I have plenty of mates who call me a prick and worse all the time, and who slag off my love of superhero comics as being retarded, but they're still my mates and you know why?  Because I am an adult.  I I suppose I could get angry at them for daring to say such things about my favorite toys and go huff in the corner instead, or run my mouth off to other people saying my mates liked rape a bit too much for my liking and were probably nonces too, but then I really would be the mentally-retarded prick they were accusing me of being.

I would have thought by now that it was clear when Moore speaks of "comics" in the western mainstream sense he is deliberately winding up that section of comics creators and fandom that takes itself far too seriously, in the same way that those Mohammad cartoons infuriate the vocal arseholes who deserve to have what they cherish ridiculed while regular well-balanced Muslims just get on with their day.  Further to that, I'd really like to believe that his trying to appropriate the visual hook of Occupy is an attempt to infuriate the makers and fans of the film from which the V merchandise derives, but chances are he's just not talking about David Lloyd today because he's got Alan to sell.  As TB points out, he's ahead of everyone else in terms of sharing the honeypot with his creators to the point that only Dave Gibbons is credited on the Watchmen movie.

TordelBack

Quote from: The Adventurer on 11 September, 2013, 10:59:13 AM
I wonder if Moore's read Naoki Urasawa's Pluto or 20th Century Boys. Probably not, which is unfortunate because I feel Urasawa is the modern Alan Moore.

Not sure I'd go that far (I sense a lack of advance plotting in his work that by contrast is always there with Moore), but you're right - it's hard to see how even the Magus could have read 20th Century Boys and still say nothing much good has happened in comics.

Frank

Quote from: Proudhuff on 11 September, 2013, 10:38:15 AM
Re: Alan Moore thinks you're a prick! Er no he doesn't, well on this subject at least, but that's probably because I agree with his thoughts about the men in tights stuff

His point was about grown men reading the same "concepts and characters and stories that were written to entertain the 12 year old boys of 50 years ago". I'm not sure you or I can absolve ourselves of that sin, Proudhuff. I'll give Wagner's Dredd work a pass, since it's as much an authored piece of evolving serially published fiction as anything Dickens wrote, but when most other folk write the strip it's difficult to see the line between it and any other corporate owned intellectual property.

Mills's resurrection of Savage and Flesh are specifically appealing to reader nostalgia, but most other 2000ad strips running today are new creations specific to the writer/artist who devised them and are wound up when the creators move on. Yet even something as wonderful as the most recent series of The Ten Seconders is trading in part on a yearning for the Silver Age of youth.

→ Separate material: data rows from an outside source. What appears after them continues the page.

Issue #82, opened 2018-10-23
SQL: ResourceExhausted desc = grpc: received message larger than max


smacker:
```
$ scrd sql
gitbase> SELECT cf.file_path, f.blob_content
      -> FROM ref_commits r
      -> NATURAL JOIN commit_files cf
      -> NATURAL JOIN files f
      -> WHERE r.ref_name = 'HEAD'
      -> AND r.history_index = 0
      -> ;
rpc error: code = ResourceExhausted desc = grpc: received message larger than max (15214220 vs. 4194304)
```

Engine master, gitbase v0.17.1.

PR #90, opened 2018-10-24
Stream rows for SQL query

smacker:
Fix: #82


smacker:
This change breaks backward compatibility with old cli.
Before merging we must resolve https://github.com/src-d/engine/issues/92

smacker:
Cli-server compatibility issue was resolved.
It's also okay to break cli once: https://github.com/src-d/engine/issues/92#issuecomment-434800212

Merging.

PR #98, opened 2018-10-25
print detected message only once

campoy:
Currently the detected language will be printed once per tree returned, this can be many times when using a query, for instance "all identifiers"


campoy:
Done, @smacker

Trying to navigate through this argument produces a mess of very interesting contradictions.


TordelBack

Is that true about Savage though?  It's certainly trading on nostalgia at the moment, but the earlier books had a fair bit to say that had nothing to do with Invasion beyond the names of the protagonists.

The Adventurer

#14
Other comics I'd rank as highly as Watchmen in terms of pure craft.

DC: The New Frontier
King City
Finder


Honestly I'm not sure if Moore is more pissed at Creators for not trying to break out of the traditional molds, or readers for continuing to buy the dreck.

Probably both.

Moore's problem is that he's an artist trapped in an industry that doesn't reward art. That's got to be frustrating. But he should count his lucky stars everyday that he's an famous as he is, and can basically do anything he wants. Most artists in this biz don't get that luxury.